I spent the last three months of that job doing nothing but writing blog content about urinary incontinence. Literally that was all I wrote about. My boss asked me to write 10 posts and I think I ended up writing 22. By the end, I knew more about urinary incontinence than most doctors. I could write an entire book about it in fact, and if you want to know what happens to your pelvic floor, and why you sometimes pee when you run for a bus, well hit me up, and I’ll write you a blog post or ten about it. Something jaunty and accessible. Something likeable and friendly. Something that you’ll read and perhaps forget in about forty seconds.
I ended up coming out of that job feeling knackered and with zero confidence. I’d been a Managing Partner many moons ago, and here I was churning out blogs that nobody would read (because let’s face it when was the last time you actually read a blog about urinary incontinence?) I’m telling you this because you may find yourself in a similar place.

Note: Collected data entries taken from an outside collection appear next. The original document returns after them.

PR #27245, opened 2023-12-29
FIX #24185: v18: display of the merged pdf lists

### LINKED ISSUE #24185: from release 16 onwards: pdf merge result for Intervention doesn't show up
### Bug

The merged file doesn't show up after performing a pdf merge for object type "Intervention".
The merged file is being created and can be found in the documents folder, but that's inconvenient.

I would expect the link to the merged file being displayed below the single files.

This has to be considered as a bug, because it worked up to release 15 and still works in current versions for all other relevant object's I've tested.

### Environment Version

16 and newer, including alpha of R18

### Environment OS

Linux Debian 5.10

### Environment Web server

Apache

### Environment PHP

8.1

### Environment Database

MariaDB 10.5.18

### Environment URL(s)

/htdocs/fichinter/list.php?leftmenu=ficheinter

I would expect the link to the merged file being displayed below the single files.
Instead the file is being created and can be found in the respective subfolder of the document folder, but there's no link displayed in the window.

### Module Commerce, section Interventions:
* Create more than one object of type interventions, including the validation, so that a pdf document is generated for each object
* Navigate to Interventions -> list
* Select at least two objects via the checkbox
* Select action -> pdf merge, confirm
* Realise the pop up message that a document has been created
* Realise that no result link is being displayed.
* Navigate to document subfolder and find the merged pdf

### Attached files

_No response_

routmoute:
Fix display of the merged pdf lists in some modules.

#24185

### DIFF
--- a/htdocs/adherents/list.php
+++ b/htdocs/adherents/list.php
@@ -1431,7 +1431,7 @@ print '</div>'."\n";
 
 print '</form>'."\n";
 
-if (array_key_exists('builddoc', $arrayofmassactions) && ($nbtotalofrecords === '' || $nbtotalofrecords)) {
+if (in_array('builddoc', array_keys($arrayofmassactions)) && ($nbtotalofrecords === '' || $nbtotalofrecords)) {
 	$hidegeneratedfilelistifempty = 1;
 	if ($massaction == 'builddoc' || $action == 'remove_file' || $show_files) {
 		$hidegeneratedfilelistifempty = 0;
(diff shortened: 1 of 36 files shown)


eldy:
As it is a backport, it must be fixed the same way it was in develop.
Otherwise, the merge of v18 into develop to retreive maintenance fixes will no more be possible (or become more difficult generating conflicts instead of automatic success).

routmoute:
I understand, Done.

PR #27248, opened 2023-12-29
25828 odt fix wrong styles

### LINKED ISSUE #25828: odt Generator Problem wrong colors and styles
### Bug

When generating odt it happens wrong and mixed styles and colors when using html code.

To Fix this we need to change line 299 ff.

from $key = floatval(str_replace('.', '', microtime(true))) + rand(0, 10);

$key = str_replace('.', '', microtime(true)) . uniqid() . rand(0, 10); // fixed by tronx2100 

now it will work perfect without errors.

### Environment Version

18.0.1

### Environment OS

linux debian bookworm

### Environment Web server

nginx

### Environment PHP

8.2.7

### Environment Database

_No response_

### Environment URL(s)

_No response_

_No response_

_No response_

### Attached files

_No response_

a-schild:
# FIX #25828 wrong style numbering
With php 8.2 and very very fast cpu's, we can still have non-unique styles
Adding a guuid solves this

### DIFF
--- a/htdocs/includes/odtphp/odf.php
+++ b/htdocs/includes/odtphp/odf.php
@@ -304,7 +304,7 @@ class Odf
 							}
 							if (strlen($odtStyles) > 0) {
 								// Generate a unique id for the style (using microtime and random because some CPUs are really fast...)
-								$key = str_replace('.', '', microtime(true)) . uniqid(mt_rand(), true) . rand(0, 10); // fixed by tronx2100 and aschild
+								$key = str_replace('.', '', (string) microtime(true)) . uniqid(mt_rand(), true);
 								$customStyles[$key] = $odtStyles;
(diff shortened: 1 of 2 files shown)


htdocs/includes/odtphp/odf.php
```diff
@@ -304,7 +304,7 @@ private function _replaceHtmlWithOdtTag($tags, &$customStyles, &$fontDeclaration
 							}
 							if (strlen($odtStyles) > 0) {
 								// Generate a unique id for the style (using microtime and random because some CPUs are really fast...)
-								$key = floatval(str_replace('.', '', microtime(true))) + rand(0, 10);
+								$key = str_replace('.', '', microtime(true)) . uniqid() . rand(0, 10); // fixed by tronx2100
```
eldy, line 307: It seems uniqid() is not unique when calling several time fast (see https://www.php.net/manual/fr/function.uniqid.php). 
May be you can call 
`uniqid(mt_rand(), false)`
we do this in a lot of other part of dolibarr code...

a-schild:
Is now updated as recommended. (But with true for more entropy in the uuid(...) call)

Issue #27249, opened 2023-12-29
Missing hook contact.php and contact.tpl


lmag:
### Feature Request

Missing hook contact.php and contact.tpl

### Use case

allow to target every line in php and js
![image](https://github.com/Dolibarr/dolibarr/assets/3288514/e3ddf1c9-9800-46a7-a9ad-216a20a1280f)

PR #27252, opened 2023-12-29
#27249 [TPL] add: JS element target for contact line in contact tpl

nicolas-eoxia:


lmag (approved):
https://github.com/Dolibarr/dolibarr/issues/27249

Issue #24180, opened 2023-03-10
Max decimals shown can't be less than Max decimals stored on DB


Daviid-P:
https://github.com/Dolibarr/dolibarr/blob/ae8b213d0497ed00371118c0c2b77b078fa8b151/htdocs/admin/limits.php#L96

Why?

I see the commit by @eldy "FIX Protection against bad value into accurancy setup" but why would showing less than what we store be bad?

Daviid-P:
Maybe it was supposed to be `>` instead of `<`?
```php
if (! $error && ((float) $valmainmaxdecimalsshown > $valmainmaxdecimalsunit || (float) $valmainmaxdecimalsshown > $valmainmaxdecimalstot)) {
```

eldy:
The question should be instead 
"Why showing on screen a value that is not the correct value" ?
This leads to serious bad experience: For example, users don't understand this: "Screen show me 3 lines of 1.23 and a total of the 3 lines of 3.70, I should see 3.69" !   But the 1.23 was in fact 1.234 and total 3.702. This is not a problem of rounding, but a bug of reality that is truncated.
If your monetary system needs 2 digits on total, so you must setup the accuracy of the total to 2 and not more (This is the rule in Euro lang:  total must be on 2 digits only). So Dolibarr will make the rounding to guarantee that total are always the total of lines (this is an important need for exact accountancy).

vdegrandpre:
@eldy there are times when calculated rounded totals do not match expected total.

In Québec, we have two taxes : 5% and 9,975%. because of that, when end-up having amounts that need to round on the third decimal. There are also times where amounts are spanned within more that two decimals.

Example :

We have an invoice that have the following definition
![image](https://github.com/user-attachments/assets/e2f807b5-35b4-44f7-91a2-325d20aeb00e)

But, as you do in France, we need to show the numbers only with 2 decimals. When configuring so, this happens:

![image](https://github.com/user-attachments/assets/9c1f35e0-8669-4344-8751-bdb03b889058)

Therefore difference of 0,01. This is problematic in many cases : 

- Invoices sent are not 100% correct
- To be correct, we'd need to display 3 decimals, which is incorrect by nature
- Syncing data to third-party accounting systems (QuickBooks Online) fails because of 0,01 $ difference
- Etc.

I've found a solution, making the following configuration : 

- In Limits and precision, filled in the following
[...]

PR #27266, opened 2024-01-01
Fix #27265 Limits and precision : bad control on MAIN_MAX_DECIMALS_SHOWN

### LINKED ISSUE #27265: Limits and precision : bad control on MAIN_MAX_DECIMALS_SHOWN
### Bug

In admin ->limit and precision, it's not allowed to set MAIN_MAX_DECIMALS_TOT>MAIN_MAX_DECIMALS_SHOWN
This throws an error and I don't understand why, I think the test is inverted
For example, you want the HT totals calculated with 5 digits (when applying VAT afterwards for example), but you want only 2 digits displayed; but that's now impossible

It would be more logical to throw and error if MAIN_MAX_DECIMALS_TOT < MAIN_MAX_DECIMALS_SHOWN . Or may be not comparing these 2 values at all 

### Environment Version

all (including develop branch)

### Environment OS

All

### Environment Web server

All

### Environment PHP

_No response_

### Environment Database

_No response_

### Environment URL(s)

_No response_

_No response_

It might not be work related. It might be that you feel bad about something else- your relationship is stagnant or you feel disconnected from your friends. I want you to know that it will change but you need to think about what you need. Stop thinking about pleasing others. Then go for it.
Stop going on diets. Stop trying to be a better parent and berating yourself each day because you’ve screwed something up. Stop looking at other peoples’ houses/relationships/cars/kids/holidays and thinking they have things sorted.
I went through months where I thought I was unemployable. I was too old. Washed up. A writer of books that didn’t sell in their millions, not even in their thousands to be fair. I had a call with a publisher and she told me to write romantic fiction. Another told me to write a misery memoir and really drill into the nitty gritty of my past. Instead I started this Substack and wrote consistently. Three posts a week if I could squeeze it in. I talked about suicide, grief, menopause, work, ageing, relationships. All the things I said were true. I got messages from so many women saying they felt relieved that there was someone else having these feelings too. Feelings of inadequacy. Of restlessness. Of defeat. They particularly liked the writing about influencers who are just as messed up are regular people and often even more so. They liked those because it reminded them that we are all humans and none of us have perfect lives.
I thought about all those incontinence blogs sitting on that platform. I tried to see it as a positive instead. All those words were good practice- they were all about a subject many aren’t particularly interested in but they helped me write in a more succinct way. They honed my craft. THOSE INCONTINENCE BLOGS ACTUALLY MADE ME A BETTER WRITER. They also made me realise that I would never ever write one more piece of content about incontinence (here I am though and this is kind of about incontinence). I was low when I was writing those. I felt really really low. And now I am better, so much better. And part of that is because I drew a line under that job. I moved on. It was pretty unpleasant but I looked out for myself.
Always look out for yourself. HAVE YOUR OWN BACK. Next year make this your motto.
Thank you for reading. Please do keep reading. I love you. I see you. I want you to imagine all those incontinence blogs. I want you to imagine them disappearing into the millions of other useless blogs that have been written. They are being sucked into a funnel of useless content. One day an alien will access this funnel because it’s been blasted into space via an AI satellite and this alien will read one and he’ll say- ‘Hell this girl can really write convincingly about incontinence. I wonder if she’s written anything else?’
That will be the moment things really change.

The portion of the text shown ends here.